Activity => Find all lines below containing the string "needs" and return them.

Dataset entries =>
PR #6687, opened 2022-11-30
Updated nfs tests to fix failures

amr1ta:
Signed-off-by: Amrita Mahapatra <49347640+amr1ta@users.noreply.github.com>

### DIFF
--- a/ocs_ci/ocs/constants.py
+++ b/ocs_ci/ocs/constants.py
@@ -10,8 +10,6 @@ and with consideration of the entire project.
 """
 
 import os
-from ocs_ci.framework import config
-
 
 # Logging
 LOG_FORMAT = "%(asctime)s - %(threadName)s - %(name)s - %(levelname)s - %(message)s"
@@ -1963,8 +1961,8 @@ ACM_CSV_LABEL = (
 )
 # Concatenated CA file for vcenter
 VSPHERE_CA_FILE_PATH = os.path.join(DATA_DIR, "vsphere_ca.crt")
-SSH_PRIV_KEY = config.DEPLOYMENT["ssh_key_private"]
-SSH_PUB_KEY = config.DEPLOYMENT["ssh_key"]
+SSH_PRIV_KEY = os.path.expanduser(os.path.join("~", ".ssh", "openshift-dev.pem"))
+SSH_PUB_KEY = os.path.expanduser(os.path.join("~", ".ssh", "openshift-dev.pub"))
 SPACE = " "
 
 # DR actions
--- a/ocs_ci/ocs/constants.py
+++ b/ocs_ci/ocs/constants.py
@@ -1962,8 +1962,8 @@ ACM_CSV_LABEL = (
 )
 # Concatenated CA file for vcenter
 VSPHERE_CA_FILE_PATH = os.path.join(DATA_DIR, "vsphere_ca.crt")
-SSH_PRIV_KEY = os.path.expanduser(os.path.join(".ssh", "openshift-dev.pem"))
-SSH_PUB_KEY = os.path.expanduser(os.path.join(".ssh", "openshift-dev.pub"))
+SSH_PRIV_KEY = os.path.expanduser(os.path.join("~", ".ssh", "openshift-dev.pem"))
+SSH_PUB_KEY = os.path.expanduser(os.path.join("~", ".ssh", "openshift-dev.pub"))
 SPACE = " "
 
 # DR actions
--- a/ocs_ci/ocs/constants.py
+++ b/ocs_ci/ocs/constants.py
@@ -1963,8 +1963,8 @@ ACM_CSV_LABEL = (
 )
 # Concatenated CA file for vcenter
 VSPHERE_CA_FILE_PATH = os.path.join(DATA_DIR, "vsphere_ca.crt")
-SSH_PRIV_KEY = config.DEPLOYMENT.get("ssh_key_private")
-SSH_PUB_KEY = config.DEPLOYMENT.get("ssh_key")
+SSH_PRIV_KEY = config.DEPLOYMENT["ssh_key_private"]
+SSH_PUB_KEY = config.DEPLOYMENT["ssh_key"]
 SPACE = " "
 
 # DR actions
--- a/ocs_ci/ocs/constants.py
+++ b/ocs_ci/ocs/constants.py
@@ -10,6 +10,7 @@ and with consideration of the entire project.
 """
 
 import os
+from ocs_ci.framework import config
 
 
 # Logging
@@ -1962,8 +1963,8 @@ ACM_CSV_LABEL = (
 )
 # Concatenated CA file for vcenter
 VSPHERE_CA_FILE_PATH = os.path.join(DATA_DIR, "vsphere_ca.crt")
-SSH_PRIV_KEY = os.path.expanduser(os.path.join("~", ".ssh", "openshift-dev.pem"))
-SSH_PUB_KEY = os.path.expanduser(os.path.join("~", ".ssh", "openshift-dev.pub"))
+SSH_PRIV_KEY = config.DEPLOYMENT.get("ssh_key_private")
+SSH_PUB_KEY = config.DEPLOYMENT.get("ssh_key")
 SPACE = " "
 
 # DR actions
--- a/tests/manage/nfs_feature/test_nfs_feature_enable_for_ODF_clusters.py
+++ b/tests/manage/nfs_feature/test_nfs_feature_enable_for_ODF_clusters.py
@@ -2,6 +2,7 @@ import pytest
 import logging
 import time
 import yaml
+import os
 
 
 from ocs_ci.utility import nfs_utils
@@ -134,8 +135,9 @@ class TestNfsEnable(ManageTest):
         self.nfs_client_user = config.ENV_DATA.get("nfs_client_user")
         log.info(f"nfs_client_user is: {self.nfs_client_user}")
 
-        self.nfs_client_private_key = (
-            config.ENV_DATA.get("nfs_client_private_key") or constants.SSH_PRIV_KEY
+        self.nfs_client_private_key = os.path.expanduser(
+            config.ENV_DATA.get("nfs_client_private_key")
+            or config.DEPLOYMENT["ssh_key_private"]
         )
 
         self.con = None
--- a/tests/manage/nfs_feature/test_nfs_feature_enable_for_ODF_clusters.py
+++ b/tests/manage/nfs_feature/test_nfs_feature_enable_for_ODF_clusters.py
@@ -2,6 +2,7 @@ import pytest
 import logging
 import time
 import yaml
+import os
 
 
 from ocs_ci.utility import nfs_utils
@@ -90,10 +91,6 @@ class TestNfsEnable(ManageTest):
             private_key (str): Private key  to connect to load balancer
             password (password): Password for host
 
-        Prerequisites:
-            On the client host machine openshift-dev pub key in authorized_keys should be available
-            and nfs-utils package should be installed.
-
         Steps:
         ---Setup---
         1:- Create objects for storage_cluster, configmap, pod, pv, pvc, service and storageclass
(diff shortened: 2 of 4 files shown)


tests/manage/nfs_feature/test_nfs_feature_enable_for_ODF_clusters.py
```diff
@@ -121,6 +121,11 @@ def setup_teardown(self, request):
             self.storage_cluster_obj,
         )
 
+        # ssh to test-nfs-vm
+        log.info("Login to test vm")
+        self.con = Connection(
+            "10.0.151.68", user="root", private_key=constants.SSH_PRIV_KEY, stdout=False
```
petr-balogh, line 127: IIUC the 10.0.151.68 is some testing VM for this purpose.
If so, I think this value should be somehow configurable and not hardcoded here. If the value will not be provided, this test should be skipped.

I am thinking that someone out of the RH will try to run the test - then it will not be valid for them.

Also I would document somewhere in test what are the prerequisites which needs to be done/installed on this VM.

I can imagine that there needs to be uploaded openshift-dev pub key in authorized_keys ,  nfs-utils package needs to be installed and so on.

tests/manage/nfs_feature/test_nfs_feature_enable_for_ODF_clusters.py
```diff
@@ -104,8 +105,7 @@ def setup_teardown(self, request):
         self.pv_obj = ocp.OCP(kind=constants.PV, namespace=self.namespace)
         self.nfs_sc = "ocs-storagecluster-ceph-nfs"
         self.sc = ocs.OCS(kind=constants.STORAGECLASS, metadata={"name": self.nfs_sc})
-        self.test_folder = "test_nfs"
-        utils.exec_cmd(cmd="mkdir -p " + self.test_folder)
+        self.test_folder = "/mnt/test_nfs"
```
petr-balogh, line 108: This is problematic. Imagine you have multiple parallel executions running, using the same VM.

Please expose the run_id into this path, something like:
```suggestion
        self.test_folder = f"/mnt/test_nfs_{run_id}"
```

petr-balogh (changes requested):

tests/manage/nfs_feature/test_nfs_feature_enable_for_ODF_clusters.py
petr-balogh: so you can create custom_config.yaml which will look like:

```yaml
ENV_DATA:
    nfs_client_ip: "10.0.151.68"
```

then provide it to run-ci via `--ocsci-conf ./custom_config.yaml`

By default in our jenkins jobs we are creating one of our custom config file, so we can make sure this value is provided in all our automation runs in Jenkins.

But if someone will run locally, they will need to create such custom config file with proper VM IP. I guess not everyone will have access to this machine and we should describe how it should be setup.

If this VM IP is not in config, then you can skip the test with link to documentation that user needs to setup such VM and set this IP in config and provide via --ocsci-conf in order to run this test.

amr1ta: Addressed in latest commit. 
By default in our jenkins jobs we need to create one of our custom config file, so we can make sure
        ENV_DATA:
            nfs_client_ip: "10.0.151.68"
            nfs_client_user: "root"
            nfs_client_pwd: ""
these values are provided in all our automation runs in Jenkins.

tests/manage/nfs_feature/test_nfs_feature_enable_for_ODF_clusters.py
```diff
@@ -106,8 +126,19 @@ def setup_teardown(self, request):
         self.pv_obj = ocp.OCP(kind=constants.PV, namespace=self.namespace)
         self.nfs_sc = "ocs-storagecluster-ceph-nfs"
         self.sc = ocs.OCS(kind=constants.STORAGECLASS, metadata={"name": self.nfs_sc})
-        self.test_folder = "test_nfs"
-        utils.exec_cmd(cmd="mkdir -p " + self.test_folder)
+        self.run_id = config.RUN.get("run_id")
+        self.test_folder = f"mnt/test_nfs_{self.run_id}"
+        log.info(f"nfs mount point out of cluster is----- {self.test_folder}")
+        self.nfs_client_ip = config.ENV_DATA["nfs_client_ip"]
```
petr-balogh, line 132: If the nfs_client_ip will not be defined it will fail here with KeyError exception.

You have to use 
```suggestion
        self.nfs_client_ip = config.ENV_DATA.get("nfs_client_ip")
```

tests/manage/nfs_feature/test_nfs_feature_enable_for_ODF_clusters.py
```diff
@@ -106,8 +126,19 @@ def setup_teardown(self, request):
...
+        log.info(f"nfs_client_ip is: {self.nfs_client_ip}")
+
+        self.nfs_client_user = config.ENV_DATA["nfs_client_user"]
```
petr-balogh, line 135: Same here, use `.get(`

tests/manage/nfs_feature/test_nfs_feature_enable_for_ODF_clusters.py
```diff
@@ -106,8 +126,19 @@ def setup_teardown(self, request):
...
+        log.info(f"nfs_client_user is: {self.nfs_client_user}")
+
+        self.nfs_client_pwd = config.ENV_DATA["nfs_client_pwd"]
```
petr-balogh, line 138: Same here, use `.get(`

tests/manage/nfs_feature/test_nfs_feature_enable_for_ODF_clusters.py
```diff
@@ -106,8 +126,19 @@ def setup_teardown(self, request):
...
+        log.info(f"nfs_client_pwd is: {self.nfs_client_pwd}")
+
+        self.con = ""
```
petr-balogh, line 141:
```suggestion
        self.con = None
```
This looks better to me to use None instead of empty string


Or why not to init the connection directly here on one place instead of in each of test case?

tests/manage/nfs_feature/test_nfs_feature_enable_for_ODF_clusters.py
```diff
@@ -267,6 +319,20 @@ def test_outcluster_nfs_export(
...
         """
+        if not self.nfs_client_ip:
+            pytest.skip(
+                "Skipped the test as a valid nfs client ip is required, "
+                " for nfs outcluster export validation. "
+            )
+
+        # ssh to test-nfs-vm
+        log.info("Login to test vm")
+        self.con = Connection(
```
petr-balogh, line 330: You are invoking this connection 4 times in this module, why not to have it in init of the class and re-use same connection in all places?

If the connection is not stable or there is some timeout, you can have slef.con define as property, and this property will check if connection exist, if so it will retun it from self._con e.g. and if it doesn't exist or it's expired or whatever it will create new connection and return new one.

tests/manage/nfs_feature/test_nfs_feature_enable_for_ODF_clusters.py
```diff
@@ -441,6 +509,20 @@ def test_multiple_nfs_based_PVs(
         11:- Deletion of Pods and PVCs
 
         """
+        if not self.nfs_client_ip:
+            pytest.skip(
+                "Skipped the test as a valid nfs client ip is required, "
+                " for nfs outcluster export validation. "
```
petr-balogh, line 515: This is also repeated 4times, this can be defined in method and you can just call this method at the start of each test which require the connection to NFS client.

amr1ta: Addressed in latest commit.

tests/manage/nfs_feature/test_nfs_feature_enable_for_ODF_clusters.py
amr1ta: Addressed in latest commit.

tests/manage/nfs_feature/test_nfs_feature_enable_for_ODF_clusters.py
amr1ta: Addressed in latest commit.

tests/manage/nfs_feature/test_nfs_feature_enable_for_ODF_clusters.py
amr1ta: Addressed in latest commit.

tests/manage/nfs_feature/test_nfs_feature_enable_for_ODF_clusters.py
amr1ta: I have kept it like tha because I have incluster and out of cluster tests in the same test class and created the connection details for the out cluster tests. And  have added a check to skip the test in case valid ip address is not available for the out cluster mount validation tests.

ocs_ci/ocs/constants.py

Solution for this exercise =>
Also I would document somewhere in test what are the prerequisites which needs to be done/installed on this VM.
I can imagine that there needs to be uploaded openshift-dev pub key in authorized_keys ,  nfs-utils package needs to be installed and so on.
If this VM IP is not in config, then you can skip the test with link to documentation that user needs to setup such VM and set this IP in config and provide via --ocsci-conf in order to run this test.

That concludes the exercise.